# [Problem details]
Give the count of lines below that include the word "approved", and say nothing else.

*** Dataset extract ***

PR #246, opened 2021-08-03
Clarify that rewrapping means re-encrypting

dhh1128:

Answers a question raised by implementers on the Gemini project: https://didcomm-gemini.slack.com/archives/C027QMXHWF8/p1628010475070000

### DIFF
--- a/docs/spec-files/routing.md
+++ b/docs/spec-files/routing.md
@@ -68,7 +68,7 @@ The attachment(s) in the `attachments` field are able to use the full power of D
 
 #### Rewrapping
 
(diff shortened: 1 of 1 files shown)


dhh1128:
The alternative view of rewrapping is that the new `forward` message is left as plaintext. This does not destroy all security guarantees, since the payload of the new `forward` message remains encrypted. However, it means that intermediate parties that participate in the rewrapping all get to see the `skid` of the innermost message, which lessens privacy to some degree. Also, eavesdroppers learn that the messages being sent to parties participating in the rewrapping scheme are `forward` messages instead of just opaque DIDComm messages. That is why I was advocating that rewrapping = reencryption.

dhh1128:
Tagging @ashcherbakov

TelegramSam (approved):
I'm a fan of this clarification

kdenhartog (approved):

*** End of Dataset extract ***

# [Your response]
2